Perhaps the greatest repository of Quacks is the Irish Times. Or t may be The Irish Independent. Or the History Faculty of one of “Our” “Irish” Universities.

With all the pomposity of the American Civil War General who sent despatches to President Lincoln headed  “From Headquarters in the Saddle” the IRISH TIMES heads its daily Pontifiations – “The Irish Times  View On..”.Lincoln told an aide to tell the General that he had his headquarters where his hindquarters should be.

It’s a pity THE IRISH TIMES doesn’t  reprint its February 1933 View on the impending Irish General Election. Fianna Fail had been in office a year, with Labour support and was seeking a renewed mandate. The Irish Times View was that its return to power would be a disaster. The electorate thought otherwise and returned  Fianna Fail to power in every election until 1948 and with two intermissions , (1948-51 and 1954-1957) in every election until 1973. The Irish Times view was shared by few of the “mere Irish” who never had any time for it.

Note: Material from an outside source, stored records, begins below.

PR #1187, opened 2023-11-10
PYTHON-1366 Handle removal of asyncore in Python 3.12

absurdfarce:
Goal is to maintain existing behaviour for Python 3.8 through 3.11.  For Python 3.12 return a specific exception type with a message indicating that asyncore won't work on Python 3.12 due to it's removal.

We also change the load process for the libs to use a reduce op.  We'll try to load working event loops in a specific sequence; if we're able to load one we short-circuit the rest, otherwise we keep trying.  Return a single exception which contains the full set of failures for loading each event loop implementation.

### DIFF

In March 1933 the Irish Times view of Adolf Hitler’s accession to power in Germany was one of enthusiastic approval, particularly because of his treatment  of the Left. It endorsed his savagery, using the thugs’ slogan that you can’t may an omelette without breaking eggs. Hitler stood for no further elections and his public life was terminated twenty eight years before that of the democrat de Valera.

In February 1943 de Valera, and some of his Cabinet colleagues spent a couple of days listening to a discourse by one of the world’s leading scientists whom Dev had enticed to join the Dublin Institute for Advanced Studies. I’ve forgotten the man’s name but he had and continues to have a reputation as high as that of Einstein. The setting up of the Institute was Dev’s  initiative though readers of fashionable pundits will tell you that Dev’s head was in the sands. In fact Dev had arranged for the man, his wife and his lover to get visas and the menage a trois was fruitful. So much for Dev’s reputation as a Puritan, probably as reflected in Paul Durcan’s poem “Making Love Outside Aras An Uachtarain.” That poem tells us nothing about Dev, but a lot about Durcan. It might be more suitably titled –  “Durcan Off In The Park After Dark”, 

In March 1943 on St Patrick’s Day Eamon de Valera made an enlightened. humane and Christian broadcast from Dublin, the capital of a sovereign Irish State which he and its citizens had established and saved from the madness of the World War, It was the 50th Anniversary of founding of the Gaelic League which created a Cultural Revolution which was a major factor in the State’s establishment. And the State’s President, though not a political revolutionary, was a co-Founder of the League, He was a Church of Ireland (Protestant) Scholar and son o a Clergyman.

Dev’s 1943 speech (like much of his long and distinguished career) is routinely misrepresented and sneered at by THE IRISH TIMES and the bird-brained pygmies its views.